NASA: nobody's going to Mars without our help
NASA's top priority is still taking humans to Mars, and it says private companies who want to do the same don't stand a chance without its support. Administrator Charles Bolden told a US House budget committee, "our ultimate focus is the journey to Mars and everything comes back to that," adding that the agency still plans to land there by the 2030s. A manned mission to Mars is crucial because the red planet was likely habitable in the past, and scientists must find out what went wrong to prevent a similar disaster on Earth. Bolden went so far as to say that humans need to "get away from being Earth-reliant... (and) Mars is the planet that is the most like Earth."
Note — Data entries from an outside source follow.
PR #2546, opened 2021-08-20
Move the test objects definition to test source tree.

Shylock-Hg:


jievince (approved):

yixinglu (commented):
this target `meta_test_deps` is not used in test directory.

The key to Mars is the Asteroid Redirect Mission (ARM), which is scheduled to launch in 2020 with the crazy goal of putting chunk of asteroid into orbit around the moon. NASA will use it to trial critical technology, like Solar Electric Propulsion and autonomous robotic technology. ARM will also be a crucial test of the Space Launch System (SLS) designed to take astronauts and cargo beyond low Earth orbit. Bolden said that astronauts will even land on the moon, which will function as a way-station to Mars. As for private companies like Mars One and SpaceX? Bolden doesn't see them as any kind of competition to NASA: "No commercial company without the support of NASA and government is going to get to Mars."